Most of Maine’s border is shared with the nation of Canada and only borders one U. S. state, that of New Hampshire. The region’s early native Indians included the Abenaki, Passamaquoddy and Penobscots. They eventually have been moved to separate Indian lands, but remained within the area.

The Europeans arrived in 1604 with the French explorer, Samuel de Champlain. The French designated the vast region as ‘Acadia.’ The English, from the Plymouth Company, started a settlement, the Popham Colony, in the Maine vicinity in 1607. It quickly proves to be too harsh a climate for the English to survive. The York Colony was the second settlement attempted in 1623 by English explorer Captain Christopher Levett, yet it failed as well. The area of Maine would eventually be part of the Massachusetts Bay Colony by 1652.

Between the 1650s to the 1740s, there was continual conflict over the Maine territory between the British and the French. When the English defeated the French in the French and Indian War in 1742, then the British had full control and a final border was established between the Maine district and the French Canadian regions. Both the English and French would play a major influence culturally as it relates to Maine genealogy.

Maine remained a district of the Massachusetts colony and of the state even after the conclusion of the American revolutionary War. It would not be until March 15, 1820 before Maine became the 23rd state.

In 1800 the Maine territory had 151,700 inhabitants. In the early part of the 19th century, with Maine part of Massachusetts and so close to the English controlled Canadian lands, eventually major military battles were fought in Maine with the War of 1812. After the war, Main was ready for statehood and the population soared to 298,300 people.

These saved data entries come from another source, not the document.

PR #1297, opened 2021-02-16
Add Maze Runner scaffolding for Lambda tests

imjoehaines:
## Goal

This PR adds the scaffolding necessary to be able to run Maze Runner tests against Lambda functions. The fixture and tests are by no means complete, but will be expanded on as further work. This PR is purely to prove that we can build, and run tests against, a Lambda fixture

Each commit is standalone so can be reviewed separately if that's easier

## Testing

As we can't run tests using SAM on Buildkite yet, this has to be run locally for now:

1. Install Maze Runner

    ```sh
    $ bundle install
    ```

2. Run the tests

    ```sh
    $ bundle exec maze-runner
    ```

Note: the tests don't assert against Bugsnag payloads as we don't guarantee delivery in Lambda functions (yet!) so they assert against the Lambda responses instead

### DIFF
--- a/test/aws-lambda/.gitignore
+++ b/test/aws-lambda/.gitignore
@@ -1,0 +1,3 @@
+.aws-sam
+node_modules/
+.tgz
--- a/test/aws-lambda/Gemfile
+++ b/test/aws-lambda/Gemfile
@@ -1,0 +1,6 @@
+source 'https://rubygems.org'
+
+gem 'bugsnag-maze-runner', git: 'https://github.com/bugsnag/maze-runner', tag: 'v4.9.1'
+
+# Locally, you can run against Maze Runner branches and uncommitted changes:
+#gem 'bugsnag-maze-runner', path: '../../../maze-runner'
--- a/test/aws-lambda/Gemfile.lock
+++ b/test/aws-lambda/Gemfile.lock
@@ -1,0 +1,85 @@
+GIT
+  remote: https://github.com/bugsnag/maze-runner
+  revision: 8677bcf4c1ab27422084b19e7da8149ede954ded
+  tag: v4.9.1
+  specs:
+    bugsnag-maze-runner (4.9.1)
+      appium_lib (~> 11.2.0)
+      boring (~> 0.1.0)
+      cucumber (~> 3.1.2)
+      cucumber-expressions (~> 6.0.0)
+      curb (~> 0.9.6)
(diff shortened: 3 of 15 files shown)


bengourley (approved):
Looks good.

I have a small concern regarding similar work being done in slightly different ways in different languages. The packing of fixtures is now done in Ruby and JS for these tests and the browser/node end to end tests. Maybe the context is too different that we can't consolidate the work, but I think it's worth a look.

twometresteve (approved):
LGTM.

imjoehaines:
> I have a small concern regarding similar work being done in slightly different ways in different languages. The packing of fixtures is now done in Ruby and JS for these tests and the browser/node end to end tests. Maybe the context is too different that we can't consolidate the work, but I think it's worth a look.

I didn't realise we had packing in JS land too; I thought that was done by the dockerfiles and so had to be done differently for these tests as they can't run in docker. It's still a bit different as this is run by MR automatically rather than being a manual script

I think there's still an advantage to this being in Ruby; the buildkite boxes that will run these tests won't need Node installed as the JS execution is done in docker by SAM, but they do need Ruby to run Maze Runner so it cuts out a dependency

We could rewrite it in JS but I think it'd be more code & dependencies (e.g. for the YAML parsing) and be less robust, e.g. `ensure` blocks always run in Ruby even after `exit` or cancelling with <kbd>Ctrl</kbd>+<kbd>c</kbd> but `finally` blocks don't run after `process.exit` or cancelling in Node

bengourley:
> We could rewrite it in JS but I think it'd be more code & dependencies (e.g. for the YAML parsing) and be less robust, e.g. ensure blocks always run in Ruby even after exit or cancelling with Ctrl+c but finally blocks don't run after process.exit or cancelling in Node

Maybe we rewrite the JS version in ruby then?

This is the script I'm talking about https://github.com/bugsnag/bugsnag-js/blob/next/bin/local-test-util

It builds the browser notifier(s) and test fixtures outside of docker for quicker iteration in development (I was mistaken when I said node too).

twometresteve:
> Maybe we rewrite the JS version in ruby then?


I would back that - it could move us a step closer to a "Maze Builder".

imjoehaines:
Created https://bugsnag.atlassian.net/browse/PLAT-6086 for rewriting `local-test-util`

PR #1617, opened 2021-12-09
Allow `featureFlags` in ReactNative config

lemnik:
## Goal
Send `featureFlags` configured as part of `Bugsnag.start` to the `NativeClient` so that they can be included in all future events.

## Testing
Additional unit tests, and some manual testing using additional code to ensure the feature flags can be sent to a native client and will be included in delivered events.

### DIFF
--- a/packages/plugin-react-native-client-sync/test/client-sync.test.ts
+++ b/packages/plugin-react-native-client-sync/test/client-sync.test.ts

The vast forests proved a large benefit for business in Maine and the development of shipbuilding. The building of more and faster wooden sailing ships became very important after the 1849 California Gold Rush. With Maine’s long Atlantic Ocean coastline, fishing continued as a major occupation. Coming from Massachusetts were owners and workers of the cotton mills that were established in the 1820s in Maine. The quarrying of slate and granite providing jobs as did shoe-making and the making of bricks. With the harsh winters and rocky ground, farming was not a major industry.

Into the 1800s, several groups of pioneers from Maine left the state for new lands further west, the areas of Ohio, Indiana, Wisconsin, Minnesota and Illinois became popular new locations. However, in studying Maine genealogy, as some were leaving, new immigrates arrived. In the 1840s, many natives of Ireland (due to the potato famine) had relocated in Canada first, but soon headed south into Maine.

With the American Civil War, Maine totally supported the preservation of the Union and sent many of its men as soldiers. After the war, in the late 1800s, a massive surge of French-Canadians came to Maine to work in the textile mill cities of Lewiston and Biddeford. By the early 20th century, especially French-Canadian females came to Maine to begin new lives. Soon approximately 30 percent of the state’s population were of French-Canadian heritage. Many of the cultural traditions of the French-Canadians remained for decades and only by the 21st century have such customs started to fade.

The newest immigrates for Maine are from the continent of Africa, mostly from Somali and Bantu. They arrived as laborers in the larger cities in southern Maine in the 1990s.

By 1900, the population of Maine was 694,400 and by 1930 it was 797,400; a slow steady increase. After World War Two a major increase of new residents, so that the state’s population now sits at 1.3 million. About 21.5 percent of the people consider themselves of English heritage, with 15 percent as Irish, 14 percent as French and 1 percent Native Indians. Roughly 45 percent of the people are of the Protestant religions and 37 percent are Roman Catholics.

Overall, it has a very high percentage of it total population of French ancestry compared to the other states. The French based population are found more in the rural and smaller towns and villages and those of English heritage more in the larger cities of Maine.